Dominic Chappell ordered to pay £9.5m into BHS pension scheme
Former BHS boss Dominic Chappell has been ordered by the Pensions Regulator to pay £9.5m into the now-defunct retailer’s pension scheme after a failed appeal.
Chappell bought BHS from Philip Green for just £1 in 2015. A year later, the department store chain went bust, causing the loss of 11,000 jobs and leaving behind a £571m pension deficit.
The Pensions Regulator said that Chappell’s acquisition of BHS, his appointment of inexperienced management and the adoption of a "speculative, sensitive and risky" turnaround plan had a detrimental effect on the pension scheme.
It also pointed to the fact that during the period between the sale and BHS’s entry into administration, a substantial amount of fees and other payments were extracted from the business and distributed to Chappell, advisers and company directors.
Chappell had been trying to overturn two contribution notices, first made in January 2018.

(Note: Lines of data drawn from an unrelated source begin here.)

PR #1229, opened 2023-09-28
Usability improvements for CesiumGeoreference parentage

kring:
This is a PR into #1227.

There are two main changes here:

1. The Quick Add and Cesium ion Assets UIs now add the objects they create as children of a CesiumGeoreference.
2. The logic used to find the default CesiumGeoreference for an object that doesn't have one specific explicitly has been improved to search its parent attachment chain first. If it doesn't find a CesiumGeoreference there, then it follows the same logic as it did previously. It also does an additional search at the end (if a CesiumGeoreference hasn't been found already) for _any_ CesiumGeoreference in the PersistentLevel.

These changes make it more convenient (automatic, even) to nest Cesium objects inside a CesiumGeoreference so that the globe can easily be transformed in the world. We can also easily do fancy things like have two globes with different georeferencing in the same Unreal world.


cesium-concierge:

Source/CesiumRuntime/Private/CesiumGeoreference.cpp
```diff
@@ -57,83 +57,132 @@ createCoordinateSystem(const FVector& center, double scale) {
...
+
+  // Spawn georeference in the persistent level
+  FActorSpawnParameters spawnParameters;
+  spawnParameters.SpawnCollisionHandlingOverride =
+      ESpawnActorCollisionHandlingMethod::AlwaysSpawn;
+  spawnParameters.OverrideLevel = World->PersistentLevel;
+
+  ACesiumGeoreference* Georeference =
+      World->SpawnActor<ACesiumGeoreference>(spawnParameters);
+  Georeference->Tags.Add(Tag);
```
csciguy8, line 137: Looks like you removed the null check against the returned pointer from SpawnActor.

That's fine, but if you're convinced this should always be non-null, might add an assert for that.

Source/CesiumRuntime/Private/CesiumGeoreference.cpp
```diff
@@ -57,83 +57,132 @@ createCoordinateSystem(const FVector& center, double scale) {
...
+/*static*/ ACesiumGeoreference*
+ACesiumGeoreference::GetDefaultGeoreferenceForActor(AActor* Actor) {
+  if (!IsValid(Actor))
+    return nullptr;
+
+  ACesiumGeoreference* Georeference = FindGeoreferenceAncestor(Actor);
+  if (IsValid(Georeference))
+    return Georeference;
+
+  Georeference = FindGeoreferenceWithTag(Actor, DEFAULT_GEOREFERENCE_TAG);
```
csciguy8, line 175: Lines 175 - 185 look like the same logic in `::GetDefaultGeoreference`. Any change to just call that function instead? Would reduce duplication, but could also make it clearer what's happening... find an ancestor, if didn't find it, find it in the world

Source/CesiumRuntime/Private/CesiumGlobeAnchorComponent.cpp
```diff
@@ -233,22 +233,38 @@ void UCesiumGlobeAnchorComponent::Sync() {
...
 
-  if (this->ResolvedGeoreference) {
-    this->ResolvedGeoreference->OnGeoreferenceUpdated.AddUniqueDynamic(
-        this,
-        &UCesiumGlobeAnchorComponent::_onGeoreferenceChanged);
+  if (Previous != Next) {
+    if (IsValid(Previous)) {
+      // If we previously had a valid georeference, first synchronize using the
+      // old one so that the ECEF and Actor transforms are both up-to-date.
+      this->Sync();
```
csciguy8, line 253: I like the addition of `::Sync`, here.

Because this exists, we could remove the other `::Sync` calls from line 82, and 513

csciguy8 (approved):
Looks good! All tested well and just a few non-critical suggestions.

I like the usability improvements. As someone new to cesium-unreal, all the changes feel intuitive.

kring:
Thanks for the review @csciguy8! I've addressed all your comments.

kring:
I'm merging this for the v2.0 preview. Further review comments still welcome.

PR #1233, opened 2023-09-29
Support `EXT_mesh_features` and `EXT_structural_metadata` picking / styling

j9liu:
This upgrades the metadata picking / styling APIs to handle the 3D Tiles 1.1 extensions. This involved an extensive amount of changes that are noted in detail in `upgrade-to-2.0-guide`.

Many functions / classes were renamed to match to the new spec. Some have been deprecated entirely. Core redirects were added when applicable, but this will definitely break any projects based on our plugin in C++. The nature of these changes means this breaking changes can't really be helped.

In #1190 we discovered a crash when pressing Undo after **GenerateMaterial** was called. I posted on UDN about it, and Stephen suggested I add `GEngine()->EndTransaction()` before we open the asset editor. It does prevent the crash, but it doesn't look like the changes from **GenerateMaterial** are able to be undone. Still, it's much better than crashing on undo, so I'm adding it to this PR.

Note: In light of this change, `EXT_feature_metadata` will no longer be supported. Batch tables will still work since they can be upgraded to `EXT_structural_metadata`, but glTFs with the old extension will not work with the metadata API.


cesium-concierge:

kring:
🚀

PR #1239, opened 2023-10-02
Improve build error handling on Continuous Integration (CI)

### LINKED ISSUE #1235: Continuous Integration (CI) reporting successful build, when it shouldn't
This run shows "Build CesiumForUnreal plugin" as succeeded (check), yet it didn't really.

Click on the arrow to see the log and you'll see many "fatal error C10883" and "error 2838" lines.

I would expect an X to show and the subsequent steps to not execute.

https://github.com/CesiumGS/cesium-unreal/actions/runs/6368512241/job/17287933466

csciguy8:
Fix bug where CI wouldn't show an error on the build step. 

This would not only lead to a false positive, but would also upload artifacts even when the build wasn't valid.

Applies to Windows builds only.

Closes #1235

### DIFF
--- a/.github/workflows/buildWindows.yml
+++ b/.github/workflows/buildWindows.yml
@@ -73,9 +73,9 @@ jobs:
         run: |
           echo "Temp directory: $env:TEMP"
           cd "$env:UNREAL_BATCH_FILES_PATH"
-          $exitCode = ./RunUAT.bat BuildPlugin -Plugin="$env:GITHUB_WORKSPACE/CesiumForUnreal.uplugin" -Package="$env:BUILD_CESIUM_UNREAL_PACKAGE_PATH" -CreateSubFolder -TargetPlatforms=Win64
-          echo ExitCode=$exitCode
-          if ($exitCode -eq 0) {
+          $consoleLog = ./RunUAT.bat BuildPlugin -Plugin="$env:GITHUB_WORKSPACE/CesiumForUnreal.uplugin" -Package="$env:BUILD_CESIUM_UNREAL_PACKAGE_PATH" -CreateSubFolder -TargetPlatforms=Win64
+          echo LastExitCode=$LASTEXITCODE
+          if ($LASTEXITCODE -eq 0) {
             exit 0
           }
           else {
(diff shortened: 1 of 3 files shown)


cesium-concierge:

csciguy8:
For reference, using these changes, here is a CI build showing an intentional compile error causing failure...
https://github.com/CesiumGS/cesium-unreal/actions/runs/6398299040

kring:
@csciguy8 is there any way to continue to get build output while the build is still running? It's not ideal to have no build output until the end of a process that can sometimes take over an hour. Also, I have in the past seen CI systems kill long-running processes that don't output anything for a long time. Certainly on Travis; I'm not 100% sure whether that could be a problem on GH Actions, too.

csciguy8:
> @csciguy8 is there any way to continue to get build output while the build is still running?

Sure! I disabled this, and moved the log display to a separate step just for organizational convenience. Personally, I like to see logs separate from the execution of build steps.

No worries though. I'll put it back to the way it was.

.github/workflows/buildWindows.yml
```diff
@@ -37,7 +37,8 @@ jobs:
           $env:CESIUM_UNREAL_VERSION=$(git describe)
           $env:BUILD_CESIUM_UNREAL_PACKAGE_NAME="${{ inputs.upload-package-base-name }}-${env:CESIUM_UNREAL_VERSION}"
           $env:BUILD_CESIUM_UNREAL_PACKAGE_PATH="$env:GITHUB_WORKSPACE/packages/CesiumForUnreal"
-          $env:UNREAL_BATCH_FILES_PATH="${{ inputs.unreal-batch-files-path }}"
+          $env:UNREAL_BATCH_FILES_PATH="C:/Program Files/Epic Games/${{ inputs.unreal-program-name }}/Engine/Build/BatchFiles"
+          $env:UNREAL_BUILD_LOG_PATH="C:/Users/ec2-user/AppData/Roaming/Unreal Engine/AutomationTool/Logs/C+Program+Files+Epic+Games+${{ inputs.unreal-program-name }}"
```
kring, line 41: I don't think this is used anymore.

csciguy8: You are correct. Removed it.

csciguy8:
@kring Ready for another look

PR #1241, opened 2023-10-04
Don't use `std::variant` in `FCesiumPropertyTableProperty`

j9liu:
`PropertyTablePropertyViewType` was a `typedef` for a large `std::variant` defined in Cesium Native. It was so large that all of the normalized property versions had to be put in their own `std::variant`, and the two were then grouped under their own `std::variant` in Cesium for Unreal. While Visual Studio's compiler was able to handle this well, Clang would experience incredibly slow compilation times and often would not be able to complete CI.

This replaces the `std::variant` with a `std::any`. The original property type is stored in the `FCesiumMetadataValueType`, and the struct can be used to re-find the C++ type to `std::any_cast` to. This allows Clang + CI to finally compile successfully, and to _somewhat_ reduce the size of our object files.


cesium-concierge:

PR #1244, opened 2023-10-06
Fix GLTF primitive component positioning

joseph-kaile:
This pull request fixes a bug in the GLTF primitive component positioning. Previously, the GLTF primitive component were using absolute coordinates to set their location:

```
Gltf->SetUsingAbsoluteLocation(true);
```

but now its using relative. 

Because the GLTF primitive component is attached to the Cesium3DTilesetRoot component, the relative transform is already applied, and it was being applied twice.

Nicola Parish, TPR’s executive director of frontline regulation, said: "We are pleased that the decision to issue two contribution notices to pay money into the BHS pension schemes stands.
"This case illustrates how TPR is willing to pursue a case through the courts to seek redress for pension savers.
"It illustrates the situations our anti-avoidance powers were designed to meet and which allow us to protect the retirement incomes that savers deserve."
Tom Selby, senior analyst at AJ Bell, said "this sorry saga is one step closer to being resolved".
"The regulator has been keen to demonstrate its teeth in pursuing both Chappell and former BHS boss Sir Philip Green to provide cash for the schemes left behind following the retailer’s collapse, and has been successful in securing hundreds of millions of pounds in total for members.
"Despite this, thousands of former BHS workers will still understandably feel aggrieved that they will receive lower pensions than they had previously been promised.
"The BHS scandal has been the main driver behind reform proposals included in the Pension Schemes Bill designed to place greater responsibility for supporting pension promises at the door of company bosses.
"In particular, the Bill beefs up fines and introduces the threat of prison sentences for those who neglect their responsibilities to members. While it is possible the extent of these powers will ultimately be tested in courts, the message to UK Plc is clear: a repeat of what happened at BHS simply will not be tolerated."